Artigo

O ouro do berço

Nada como nascer numa cidade do interior para já se chegar ao mundo com o pé direito. Não importando nem a classe social, pois nascer numa pequena comunidade sempre é uma verdadeira festa.

Uma farra começa com os preparativos e assim também acontece quando alguém está para chegar numa pequena comunidade, não existindo tanta preocupação se o rebento vai ter o que comer, ou se ele vai ter uma educação decente, o que importa mesmo é que ele está para chegar, seja para alegrar a casa, trazer paz e harmonia ou mais um braço para trabalhar. Existe todo um ritual seguido para a grande chegada e é incrível como tanta gente participa.

Uma arma o berço, outra borda os lençóis, outro vai plantar e colher frutas frescas, sem esquecer daquela que fica tão encantada que passa a escrever poesias.

Enfim, o importante é que cada um faz o que sabe para colaborar na arrumação.
À medida que o dia vai se aproximando, as conversas giram em função de um tema principal: menino ou menina? A dúvida é motivo para outra festa, só que esta num estilo mais informal, só para bater papo, saber se o enxoval é azul, rosa ou amarelo, fazer apostas, etc.

– Será que o pai vai querer que seja menino de novo?

No meio da discussão, aparece a empregada ou a vizinha já prevendo que pelo formato da barriga, não vai dar outra, senão, menina.

– Ora, onde já se viu menino nascer de uma barriga tão redonda, barriga de homem é pontuda!
A conversa não para por aí, pois tem que escolher os prováveis nomes e nesta hora vale tudo. Uns trazem a revista que saiu com o significado de alguns nomes, outra só pensa no nome do galã da novela das oito e tem um que fica tentando inventar um nome, de preferência um que comece com a sílaba inicial do pai e termine com a sílaba final da mãe ou vice-versa, mas no final a decisão é quase sempre a mesma, vai se chamar Júnior ou Neto.

Passam os enjôos, todos devidamente tratados com chás das mais variadas receitas, pois ninguém resiste a recomendar uma receita de família que é tiro e queda, mas o que resolve mesmo é aquela fatia de torta de tapioca que só a Dona Ritinha sabe fazer. Puro dengo!

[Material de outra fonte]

PR #190, opened 2023-01-14
DriveToWaypointCommand tests

DrDab:
Added tests and documentation for DriveToWaypointCommand


src/commands/DriveToWaypointCommand.cpp
```diff
@@ -0,0 +1,56 @@
...
+
+namespace commands {
+
+DriveToWaypointCommand::DriveToWaypointCommand(const point_t& target, double thetaKP,
+											   double driveVel, double slowDriveVel,
+											   double doneThresh)
+	: target(target), pose(pose_t::Zero()), thetaKP(thetaKP), driveVel(driveVel),
+	  slowDriveVel(slowDriveVel), doneThresh(doneThresh), setStateCalledBeforeOutput(false) {}
+
+void DriveToWaypointCommand::setState(const navtypes::pose_t& pose) {
```
abhaybd, line 18: To make testing and usage easier, we probably shouldn't call the clock for the current time, let's take it as an argument here and store it as a field.

src/commands/DriveToWaypointCommand.cpp
```diff
@@ -0,0 +1,56 @@
...
+    return {.thetaVel = thetaVel, .xVel = xVel};
+}
+
+bool DriveToWaypointCommand::isDone() {
+	if ((pose.topRows<2>() - target.topRows<2>()).norm() <= doneThresh) {
+		if (!closeToTargetStartTime.has_value()) {
+			datatime_t time = dataclock::now();
+			closeToTargetStartTime = time;
+		}
+		return dataclock::now() - closeToTargetStartTime.value() >= CLOSE_TO_TARGET_DUR;
```
abhaybd, line 49: Same as above, we should probably use the time passed in setState() instead of polling the clock to make testing easier.

tests/commands/DriveToWaypointCommandTest.cpp
```diff
@@ -0,0 +1,75 @@
...
+  cmd.setState(aparallelY);
+  assertApprox(THETA_KP * M_PI, NORMAL_DRIVE_SPEED, cmd.getOutput());
+
+  // test robot uses slow drive speed if within done threshold
+  // (in this case, done threshold is 25 cm)
+  navtypes::pose_t close_enough(3.0 - (3.0 / (5.0 * 16.0)),
+                                4.0 - (3.0 / (5.0 * 12.0)), 0.0);
+  cmd.setState(close_enough);
+  assertApprox(THETA_KP * ATAN_4_3, SLOW_DRIVE_SPEED, cmd.getOutput());
+}
```
abhaybd, line 75: Can we add a test case testing isDone() functionality? Changing setState() to accept the current time should help with this.

abhaybd (changes requested):
Minor changes needed, I think I wasn't quite right when I mentioned what the signature for setState() should be

src/commands/DriveToWaypointCommand.h
```diff
@@ -0,0 +1,67 @@
...
+
+#include <chrono>
+#include <optional>
+
+namespace commands {
+
+/**
+ * Provides robot drive velocity commands to navigate the robot to a given waypoint given
+ * the velocity parameters to drive the robot at, the proportional factor to steer the robot with
+ * and the 2D Cartesian position of the target in the world reference frame.
```
abhaybd, line 13: Good documentation!

tests/commands/DriveToWaypointCommandTest.cpp
```diff
@@ -0,0 +1,96 @@
...
+
+#include "../../src/commands/CommandBase.h"
+#include "../../src/commands/DriveToWaypointCommand.h"
+
+using namespace robot::types;
+using namespace std::chrono_literals;
+
+void assertApprox(double expectedThetaVel, double expectedXVel,
+                  const commands::command_t& actual, double angle = 1e-5,
+                  double vel = 1e-5) {
```
abhaybd, line 13: Maybe clarify that `angle` and `vel` are error tolerances, not the actual angle and vel.

tests/commands/DriveToWaypointCommandTest.cpp
```diff
@@ -0,0 +1,96 @@
...
+
+  if (velEqual && angleEqual) {
+    SUCCEED();
+  } else {
+    printf(
+        "Expected (thetaVel,xVel)=(%.5f,%.5f), "
+        "Actual (thetaVel,xVel)=(%.5f,%.5f)\n",
+        expectedThetaVel, expectedXVel, actual.thetaVel, actual.xVel);
+    FAIL();
+  }
```
abhaybd, line 25: This could all be replaced with:
```
REQUIRE_THAT(actual.thetaVel, Catch::WithinAbs(expectedThetaVel, angle));
REQUIRE_THAT(actual.xVel, Catch::WithinAbs(expectedXVel, vel));
```
See: https://github.com/catchorg/Catch2/blob/devel/docs/comparing-floating-point-numbers.md

tests/commands/DriveToWaypointCommandTest.cpp
```diff
@@ -0,0 +1,96 @@
...
+}
+
+const double ATAN_4_3 = 0.927295218002; // value of atan(4/3) in rad.
+const double THETA_KP = 3.5;
+const double NORMAL_DRIVE_SPEED = 4.0;
+const double SLOW_DRIVE_SPEED = 2.0;
+const double DONE_THRESHOLD = 0.25;
+const double CLOSE_TO_TARGET_DUR_VAL = 1.0;
```
abhaybd, line 33: Can you put all of these (and the additional helper method above) in an anonymous namespace? They should be private to this file.

See: https://en.cppreference.com/w/cpp/language/namespace#Unnamed_namespaces

tests/commands/DriveToWaypointCommandTest.cpp
```diff
@@ -0,0 +1,96 @@
...
+
+TEST_CASE("DriveToWaypointCommand Test") {
```
abhaybd, line 35: This test case is great! Could you also add a short case to check for a different `CLOSE_TO_TARGET_DUR` value?

abhaybd (changes requested):
This is almost there! Just a few comments about using the duration types to their fullest, as well as some minor nitpicks here and there.

Overall code quality is great!

src/commands/DriveToWaypointCommand.h
```diff
@@ -0,0 +1,67 @@
+#include "../navtypes.h"
```
abhaybd, line 1: Oh btw don't forget to add a `#pragma once` at the top here

tests/commands/DriveToWaypointCommandTest.cpp
```diff
@@ -0,0 +1,109 @@
...
+using namespace robot::types;
+using namespace std::chrono_literals;
+
+void assertApprox(double expectedThetaVel, double expectedXVel,
+                  const commands::command_t& actual, double angleThresh = 1e-5,
+                  double velThresh = 1e-5) {
+  REQUIRE_THAT(actual.thetaVel,
+               Catch::WithinAbs(expectedThetaVel, angleThresh));
+  REQUIRE_THAT(actual.xVel, Catch::WithinAbs(expectedXVel, velThresh));
+}
```
abhaybd, line 17: Can you put this method in the anonymous namespace below?

abhaybd (changes requested):
One last minor fix!

abhaybd (approved):
Looks good, this is pretty good quality!

PR #191, opened 2023-01-16
Refactor util from single file to modular setup

abhaybd:
No functionality was added, this just splits up the single file into multiple smaller files with better organization.

This PR is required before I can add some more util classes.


DrDab (approved):
Looks good to me!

Também, quem é que não gosta? Só tenho dúvida se o mais gostoso é o dengo ou a fatia de torta tão desejada que sem ela o rebento possa até nascer deformado.

Você vai querer arriscar? Chegam às dores e o corre-corre também e não sei quem fica mais nervoso: o pai ou a mãe. É a hora de mostrar que mulher é o sexo mais forte e o pai para não se fazer de rogado, bota a maior banca, depois começa a revirar os olhos e desmaia em plena sala. Só que a esta altura, já chegou toda a vizinhança e um ajuda a carregar a mala do hospital, que já estava pronta há três meses e o outro levanta o pai do chão com cheiro forte de cachaça.

Na maternidade, as parteiras se aprontam, enquanto se espera o médico chegar do biriba e na hora “H”, as beatas rezam para todos os santos e o marido mais os amigos aliviam a tensão na mesa do bar.

Parece que todos estão parindo! – É macho! Grita o Doutor todo satisfeito e neste mesmo momento, o pai aparece mal conseguindo ficar de pé, mas com um sorriso que deixaria qualquer dentista orgulhoso pela prótese reluzente.

– Tem o saco roxo, Doutor?
Este, sem a menor cerimônia, graceja: – Mais que roxo, homem, é quase preto.
Este guri é macho para nenhum cabra colocar defeito! Nesta noite, quase ninguém dorme. A mãe com a criança chorando a noite toda, preocupada porque o leite ainda não desceu e a sogra repetindo que ela devia ter ouvido os seus conselhos, pois Malzebier sempre encheu os peitos de qualquer mãe de leite. O pai já fazendo os planos para o futuro do menino, garante logo que o filho vai ser Doutor, mas se não der, ele poderá também ajudar com os serviços na roça que será muito bem vindo.

A vizinhança se encarrega de espalhar a boa nova pelos quatro cantos da cidade, sendo que mal amanhece e a maternidade já tem fila de espera para o povo conhecer Júnior. Você tinha alguma dúvida? Na mesinha de cabeceira o diário do bebê não para de ser rabiscado e junto aos parabéns e elogios paira no ar uma nova discussão: Júnior parece mais com o pai ou com mãe? A sogra jura de pé junto que Júnior é igualzinho ao filho quando ele veio ao mundo e acaba a novela. E, depois que a página dos presentes já não tem mais espaço para nenhuma assinatura, só resta um comentário geral: – Com tanto mimo, é uma criança de sorte. Isto que é verdadeiramente nascer em berço de ouro!